ENTRIES SUPPLIED:
PR #9889, opened 2025-06-03
Braze: Handle empty sidebar []

joaquincasal:
## Purpose

An error was being thrown in the Sidebar if the entry did not have any connected fields. We now return an empty array since it's a valid scenario.


JuliRossi (approved):
🚀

WHAT THE TASK ASKS: Write out the data again in full. Match it exactly.

ANSWER AREA:
PR #9889, opened 2025-06-03
Braze: Handle empty sidebar []

joaquincasal:
## Purpose

An error was being thrown in the Sidebar if the entry did not have any connected fields. We now return an empty array since it's a valid scenario.


JuliRossi (approved):
🚀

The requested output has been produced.